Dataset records
+--

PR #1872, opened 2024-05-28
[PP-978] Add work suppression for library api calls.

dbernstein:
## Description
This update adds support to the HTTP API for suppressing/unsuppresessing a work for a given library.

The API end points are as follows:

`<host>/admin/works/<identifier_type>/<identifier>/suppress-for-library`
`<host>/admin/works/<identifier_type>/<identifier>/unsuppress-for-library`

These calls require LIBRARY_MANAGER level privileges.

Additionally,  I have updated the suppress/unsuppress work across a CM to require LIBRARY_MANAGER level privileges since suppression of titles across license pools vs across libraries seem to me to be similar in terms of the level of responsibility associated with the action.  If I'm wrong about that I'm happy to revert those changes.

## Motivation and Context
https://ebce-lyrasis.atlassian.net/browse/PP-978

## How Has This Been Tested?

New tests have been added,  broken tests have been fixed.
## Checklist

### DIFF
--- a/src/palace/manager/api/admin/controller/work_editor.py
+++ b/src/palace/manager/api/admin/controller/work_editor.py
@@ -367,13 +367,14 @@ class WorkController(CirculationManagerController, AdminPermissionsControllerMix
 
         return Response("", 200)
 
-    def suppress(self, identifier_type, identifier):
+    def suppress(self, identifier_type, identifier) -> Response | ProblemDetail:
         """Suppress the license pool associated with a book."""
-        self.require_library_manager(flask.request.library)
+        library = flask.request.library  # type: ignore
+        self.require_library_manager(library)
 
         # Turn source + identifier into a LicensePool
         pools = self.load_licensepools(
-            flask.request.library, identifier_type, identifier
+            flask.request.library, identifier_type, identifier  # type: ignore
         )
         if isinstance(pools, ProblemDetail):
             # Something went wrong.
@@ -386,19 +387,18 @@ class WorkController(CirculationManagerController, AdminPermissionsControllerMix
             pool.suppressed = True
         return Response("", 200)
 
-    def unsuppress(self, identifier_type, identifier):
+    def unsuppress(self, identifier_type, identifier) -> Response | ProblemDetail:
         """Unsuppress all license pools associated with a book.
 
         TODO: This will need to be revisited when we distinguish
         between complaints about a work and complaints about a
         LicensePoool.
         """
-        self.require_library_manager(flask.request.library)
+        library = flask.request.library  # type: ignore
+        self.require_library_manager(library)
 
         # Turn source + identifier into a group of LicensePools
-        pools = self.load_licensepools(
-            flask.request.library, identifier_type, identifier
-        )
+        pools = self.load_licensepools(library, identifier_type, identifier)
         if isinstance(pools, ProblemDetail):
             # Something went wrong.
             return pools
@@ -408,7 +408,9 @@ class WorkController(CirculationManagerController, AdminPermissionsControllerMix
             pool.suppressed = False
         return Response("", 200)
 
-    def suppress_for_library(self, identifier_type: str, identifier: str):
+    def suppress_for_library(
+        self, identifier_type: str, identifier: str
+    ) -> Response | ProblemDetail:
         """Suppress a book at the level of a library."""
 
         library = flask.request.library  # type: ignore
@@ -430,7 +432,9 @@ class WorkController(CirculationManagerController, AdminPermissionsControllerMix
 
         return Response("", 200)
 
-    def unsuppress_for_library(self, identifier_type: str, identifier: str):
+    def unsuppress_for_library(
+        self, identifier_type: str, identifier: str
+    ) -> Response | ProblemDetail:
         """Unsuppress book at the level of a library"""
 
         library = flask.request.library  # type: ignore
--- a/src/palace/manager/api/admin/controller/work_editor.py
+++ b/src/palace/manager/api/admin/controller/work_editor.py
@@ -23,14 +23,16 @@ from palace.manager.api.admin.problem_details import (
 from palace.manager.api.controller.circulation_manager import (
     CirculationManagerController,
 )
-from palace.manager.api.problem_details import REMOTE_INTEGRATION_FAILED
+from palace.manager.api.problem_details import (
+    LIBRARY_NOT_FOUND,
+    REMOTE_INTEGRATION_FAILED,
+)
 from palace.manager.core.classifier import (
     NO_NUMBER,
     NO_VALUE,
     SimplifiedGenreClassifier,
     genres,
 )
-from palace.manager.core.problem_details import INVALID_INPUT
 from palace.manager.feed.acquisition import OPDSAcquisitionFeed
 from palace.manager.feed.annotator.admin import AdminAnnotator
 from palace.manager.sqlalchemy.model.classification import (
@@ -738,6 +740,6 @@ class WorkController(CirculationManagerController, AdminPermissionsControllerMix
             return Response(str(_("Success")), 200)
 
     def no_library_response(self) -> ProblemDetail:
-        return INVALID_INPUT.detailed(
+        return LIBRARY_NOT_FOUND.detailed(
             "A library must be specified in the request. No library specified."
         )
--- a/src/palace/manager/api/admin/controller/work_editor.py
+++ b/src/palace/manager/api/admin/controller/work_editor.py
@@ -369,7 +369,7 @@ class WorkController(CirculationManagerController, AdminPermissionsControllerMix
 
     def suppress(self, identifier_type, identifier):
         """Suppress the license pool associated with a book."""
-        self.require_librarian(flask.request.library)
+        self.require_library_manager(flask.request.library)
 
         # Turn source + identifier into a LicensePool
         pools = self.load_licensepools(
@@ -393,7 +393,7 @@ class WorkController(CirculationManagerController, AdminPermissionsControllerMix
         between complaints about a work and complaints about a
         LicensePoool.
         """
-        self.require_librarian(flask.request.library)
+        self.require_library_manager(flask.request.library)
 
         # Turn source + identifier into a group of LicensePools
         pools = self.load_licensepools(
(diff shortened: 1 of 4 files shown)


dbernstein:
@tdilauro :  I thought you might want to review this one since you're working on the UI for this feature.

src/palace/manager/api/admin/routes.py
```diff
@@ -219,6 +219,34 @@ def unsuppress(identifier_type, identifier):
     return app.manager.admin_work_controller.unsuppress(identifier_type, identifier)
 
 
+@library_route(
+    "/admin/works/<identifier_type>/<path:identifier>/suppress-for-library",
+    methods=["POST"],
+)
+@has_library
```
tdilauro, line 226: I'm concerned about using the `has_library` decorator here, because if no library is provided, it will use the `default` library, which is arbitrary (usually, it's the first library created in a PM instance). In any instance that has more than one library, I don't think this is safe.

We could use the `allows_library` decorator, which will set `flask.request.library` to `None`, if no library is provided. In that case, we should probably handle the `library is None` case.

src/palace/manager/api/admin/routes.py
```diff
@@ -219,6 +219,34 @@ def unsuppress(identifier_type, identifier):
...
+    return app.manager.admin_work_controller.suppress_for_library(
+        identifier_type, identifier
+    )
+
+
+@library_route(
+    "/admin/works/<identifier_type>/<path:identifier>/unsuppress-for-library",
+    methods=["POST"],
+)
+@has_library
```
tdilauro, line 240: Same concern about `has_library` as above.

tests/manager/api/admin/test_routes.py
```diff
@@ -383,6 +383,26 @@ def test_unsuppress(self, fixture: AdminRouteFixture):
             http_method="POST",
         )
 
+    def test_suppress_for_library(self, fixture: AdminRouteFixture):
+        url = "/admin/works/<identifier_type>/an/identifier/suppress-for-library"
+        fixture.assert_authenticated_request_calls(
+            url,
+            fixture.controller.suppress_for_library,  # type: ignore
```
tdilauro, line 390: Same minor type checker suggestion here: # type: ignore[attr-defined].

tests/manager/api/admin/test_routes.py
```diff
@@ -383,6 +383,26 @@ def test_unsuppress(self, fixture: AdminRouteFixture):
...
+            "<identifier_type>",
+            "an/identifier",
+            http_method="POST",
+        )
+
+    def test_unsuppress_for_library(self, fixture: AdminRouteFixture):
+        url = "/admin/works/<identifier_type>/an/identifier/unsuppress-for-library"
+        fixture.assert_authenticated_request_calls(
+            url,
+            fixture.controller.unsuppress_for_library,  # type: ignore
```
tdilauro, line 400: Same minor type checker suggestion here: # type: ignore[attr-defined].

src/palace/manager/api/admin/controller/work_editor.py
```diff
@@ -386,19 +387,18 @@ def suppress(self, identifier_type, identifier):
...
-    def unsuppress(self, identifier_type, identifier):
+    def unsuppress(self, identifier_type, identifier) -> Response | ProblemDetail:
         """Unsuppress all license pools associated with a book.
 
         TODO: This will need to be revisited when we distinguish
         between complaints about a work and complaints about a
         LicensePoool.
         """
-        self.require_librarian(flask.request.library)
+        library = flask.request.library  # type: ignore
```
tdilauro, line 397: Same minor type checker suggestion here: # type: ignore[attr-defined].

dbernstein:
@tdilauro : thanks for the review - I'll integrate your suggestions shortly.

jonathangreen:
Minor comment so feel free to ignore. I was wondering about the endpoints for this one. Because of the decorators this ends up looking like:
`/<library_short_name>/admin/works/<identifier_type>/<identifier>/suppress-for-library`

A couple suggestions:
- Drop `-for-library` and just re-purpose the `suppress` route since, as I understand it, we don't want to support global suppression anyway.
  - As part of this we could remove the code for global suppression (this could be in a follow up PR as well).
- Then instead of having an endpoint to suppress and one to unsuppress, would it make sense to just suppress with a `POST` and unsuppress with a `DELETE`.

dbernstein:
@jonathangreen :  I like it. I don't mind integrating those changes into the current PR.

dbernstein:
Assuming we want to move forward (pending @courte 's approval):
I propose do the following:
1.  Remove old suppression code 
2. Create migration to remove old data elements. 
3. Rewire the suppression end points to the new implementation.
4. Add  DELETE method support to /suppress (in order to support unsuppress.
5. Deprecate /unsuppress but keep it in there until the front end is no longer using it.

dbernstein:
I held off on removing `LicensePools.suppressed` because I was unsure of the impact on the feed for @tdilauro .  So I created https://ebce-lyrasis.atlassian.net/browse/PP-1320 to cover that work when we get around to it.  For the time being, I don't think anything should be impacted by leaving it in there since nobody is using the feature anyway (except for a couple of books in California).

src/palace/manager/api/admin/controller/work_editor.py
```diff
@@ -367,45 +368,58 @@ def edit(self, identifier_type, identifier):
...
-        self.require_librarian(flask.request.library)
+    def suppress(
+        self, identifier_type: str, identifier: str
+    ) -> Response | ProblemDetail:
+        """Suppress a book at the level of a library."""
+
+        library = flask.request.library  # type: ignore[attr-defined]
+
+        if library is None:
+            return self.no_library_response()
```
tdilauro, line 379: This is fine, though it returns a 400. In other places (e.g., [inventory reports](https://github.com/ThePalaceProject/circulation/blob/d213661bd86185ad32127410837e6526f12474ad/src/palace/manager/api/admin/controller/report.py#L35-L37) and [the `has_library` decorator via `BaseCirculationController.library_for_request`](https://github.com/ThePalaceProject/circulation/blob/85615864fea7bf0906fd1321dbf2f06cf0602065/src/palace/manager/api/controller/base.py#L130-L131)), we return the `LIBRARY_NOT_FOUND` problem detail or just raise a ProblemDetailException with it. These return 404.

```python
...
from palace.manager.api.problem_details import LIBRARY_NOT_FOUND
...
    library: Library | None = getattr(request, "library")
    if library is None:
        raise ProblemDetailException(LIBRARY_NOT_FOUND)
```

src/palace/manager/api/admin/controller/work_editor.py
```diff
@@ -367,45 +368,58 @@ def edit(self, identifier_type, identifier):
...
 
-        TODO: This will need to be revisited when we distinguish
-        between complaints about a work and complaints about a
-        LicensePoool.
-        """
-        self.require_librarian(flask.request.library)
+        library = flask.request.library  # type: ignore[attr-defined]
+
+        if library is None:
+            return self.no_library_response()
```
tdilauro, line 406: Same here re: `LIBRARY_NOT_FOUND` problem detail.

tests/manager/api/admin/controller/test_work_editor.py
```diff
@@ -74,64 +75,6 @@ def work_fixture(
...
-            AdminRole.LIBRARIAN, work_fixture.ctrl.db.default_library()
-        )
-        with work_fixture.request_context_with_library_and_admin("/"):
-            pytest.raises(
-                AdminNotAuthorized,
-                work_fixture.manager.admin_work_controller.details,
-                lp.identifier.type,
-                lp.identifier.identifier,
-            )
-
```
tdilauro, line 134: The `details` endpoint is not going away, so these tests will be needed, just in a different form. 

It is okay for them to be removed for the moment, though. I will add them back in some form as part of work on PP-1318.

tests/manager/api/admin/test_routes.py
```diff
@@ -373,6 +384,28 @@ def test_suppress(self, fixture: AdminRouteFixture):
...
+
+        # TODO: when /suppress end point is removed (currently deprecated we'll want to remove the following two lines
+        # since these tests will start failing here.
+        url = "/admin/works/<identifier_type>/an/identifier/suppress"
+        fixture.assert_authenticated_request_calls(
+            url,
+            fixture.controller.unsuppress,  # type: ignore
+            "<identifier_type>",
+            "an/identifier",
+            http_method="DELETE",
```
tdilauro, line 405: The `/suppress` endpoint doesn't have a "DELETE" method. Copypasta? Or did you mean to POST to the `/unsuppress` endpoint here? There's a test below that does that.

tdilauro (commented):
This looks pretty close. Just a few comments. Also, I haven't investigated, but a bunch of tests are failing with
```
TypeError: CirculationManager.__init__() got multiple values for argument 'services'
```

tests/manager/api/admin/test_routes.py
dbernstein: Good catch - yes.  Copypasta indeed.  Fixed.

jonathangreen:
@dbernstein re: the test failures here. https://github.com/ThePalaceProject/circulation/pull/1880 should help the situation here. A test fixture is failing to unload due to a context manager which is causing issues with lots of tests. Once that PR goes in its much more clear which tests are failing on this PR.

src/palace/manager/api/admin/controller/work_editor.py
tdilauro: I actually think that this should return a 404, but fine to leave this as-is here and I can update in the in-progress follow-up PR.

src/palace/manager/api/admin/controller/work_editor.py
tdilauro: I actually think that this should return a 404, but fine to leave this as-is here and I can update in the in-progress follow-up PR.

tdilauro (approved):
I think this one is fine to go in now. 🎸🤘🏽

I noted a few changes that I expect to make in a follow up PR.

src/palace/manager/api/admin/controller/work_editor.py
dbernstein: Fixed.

+--

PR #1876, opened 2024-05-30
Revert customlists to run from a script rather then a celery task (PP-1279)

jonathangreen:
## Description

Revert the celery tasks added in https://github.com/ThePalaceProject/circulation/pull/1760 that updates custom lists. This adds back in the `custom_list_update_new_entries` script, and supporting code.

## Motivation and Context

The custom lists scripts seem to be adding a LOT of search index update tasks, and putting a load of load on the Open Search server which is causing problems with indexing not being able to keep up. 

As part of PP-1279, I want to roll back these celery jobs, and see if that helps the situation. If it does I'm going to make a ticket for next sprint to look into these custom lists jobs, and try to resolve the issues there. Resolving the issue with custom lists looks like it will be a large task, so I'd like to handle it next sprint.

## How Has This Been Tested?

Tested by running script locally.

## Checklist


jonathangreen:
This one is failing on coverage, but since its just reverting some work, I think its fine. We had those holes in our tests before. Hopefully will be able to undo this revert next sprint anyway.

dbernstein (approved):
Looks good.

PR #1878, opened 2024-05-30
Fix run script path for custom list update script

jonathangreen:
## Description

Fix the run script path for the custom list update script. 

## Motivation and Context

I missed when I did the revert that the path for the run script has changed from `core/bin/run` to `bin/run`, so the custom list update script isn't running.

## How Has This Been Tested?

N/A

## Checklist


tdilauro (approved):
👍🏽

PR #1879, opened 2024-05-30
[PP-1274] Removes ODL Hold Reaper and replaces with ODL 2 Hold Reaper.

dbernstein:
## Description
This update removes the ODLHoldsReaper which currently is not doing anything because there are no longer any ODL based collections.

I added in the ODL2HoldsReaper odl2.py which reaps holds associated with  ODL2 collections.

+--

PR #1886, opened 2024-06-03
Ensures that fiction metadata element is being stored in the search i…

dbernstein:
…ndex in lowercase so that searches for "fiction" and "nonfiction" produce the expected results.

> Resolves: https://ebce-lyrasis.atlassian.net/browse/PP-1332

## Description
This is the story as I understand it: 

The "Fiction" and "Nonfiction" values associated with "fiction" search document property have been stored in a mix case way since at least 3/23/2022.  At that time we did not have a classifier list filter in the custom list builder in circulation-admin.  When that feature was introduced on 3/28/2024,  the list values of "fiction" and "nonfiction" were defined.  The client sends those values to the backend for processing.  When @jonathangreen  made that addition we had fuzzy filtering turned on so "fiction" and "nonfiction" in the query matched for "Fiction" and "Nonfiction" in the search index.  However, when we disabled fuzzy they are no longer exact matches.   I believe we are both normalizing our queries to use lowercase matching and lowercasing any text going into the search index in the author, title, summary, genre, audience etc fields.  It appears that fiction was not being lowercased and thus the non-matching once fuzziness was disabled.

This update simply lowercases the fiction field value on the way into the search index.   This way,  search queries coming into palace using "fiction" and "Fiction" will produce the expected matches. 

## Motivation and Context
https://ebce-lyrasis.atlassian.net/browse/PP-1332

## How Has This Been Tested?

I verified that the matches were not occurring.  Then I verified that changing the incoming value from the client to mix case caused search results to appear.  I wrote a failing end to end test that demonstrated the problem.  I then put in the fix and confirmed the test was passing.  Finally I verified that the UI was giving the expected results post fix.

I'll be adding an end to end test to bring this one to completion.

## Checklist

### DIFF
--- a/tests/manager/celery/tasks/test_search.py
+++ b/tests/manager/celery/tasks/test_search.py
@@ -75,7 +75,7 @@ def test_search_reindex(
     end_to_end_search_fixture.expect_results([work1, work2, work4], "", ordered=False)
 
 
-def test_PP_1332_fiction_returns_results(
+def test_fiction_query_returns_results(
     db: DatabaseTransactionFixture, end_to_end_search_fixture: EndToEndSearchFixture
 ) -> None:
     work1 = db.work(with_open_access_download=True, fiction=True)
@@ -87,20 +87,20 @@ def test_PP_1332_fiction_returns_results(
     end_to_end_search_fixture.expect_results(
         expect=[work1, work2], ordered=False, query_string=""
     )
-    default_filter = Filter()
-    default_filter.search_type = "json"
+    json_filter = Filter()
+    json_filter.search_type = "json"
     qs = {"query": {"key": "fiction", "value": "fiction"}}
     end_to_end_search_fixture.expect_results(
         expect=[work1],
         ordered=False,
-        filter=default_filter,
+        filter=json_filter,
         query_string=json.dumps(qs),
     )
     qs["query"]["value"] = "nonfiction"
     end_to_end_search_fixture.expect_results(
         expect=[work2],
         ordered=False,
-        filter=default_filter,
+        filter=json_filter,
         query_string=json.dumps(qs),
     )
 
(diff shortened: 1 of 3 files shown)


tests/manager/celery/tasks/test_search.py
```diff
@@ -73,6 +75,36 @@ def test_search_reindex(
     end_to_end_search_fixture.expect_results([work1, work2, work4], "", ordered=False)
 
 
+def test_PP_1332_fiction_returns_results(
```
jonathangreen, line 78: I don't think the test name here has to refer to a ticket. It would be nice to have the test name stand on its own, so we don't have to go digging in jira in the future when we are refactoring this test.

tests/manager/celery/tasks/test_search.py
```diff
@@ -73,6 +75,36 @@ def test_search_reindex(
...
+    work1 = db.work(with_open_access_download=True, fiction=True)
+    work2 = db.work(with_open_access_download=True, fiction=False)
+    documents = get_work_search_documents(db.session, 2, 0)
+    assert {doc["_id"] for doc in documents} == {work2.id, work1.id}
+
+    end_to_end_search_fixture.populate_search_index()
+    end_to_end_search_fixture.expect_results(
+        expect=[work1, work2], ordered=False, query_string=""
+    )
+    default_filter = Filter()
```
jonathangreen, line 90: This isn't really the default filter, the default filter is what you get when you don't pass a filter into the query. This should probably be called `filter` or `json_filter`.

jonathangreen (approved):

+--

Working from the entries above, find every line in which the word "host" occurs and copy it.

**Reply to the task:**
`<host>/admin/works/<identifier_type>/<identifier>/suppress-for-library`
`<host>/admin/works/<identifier_type>/<identifier>/unsuppress-for-library`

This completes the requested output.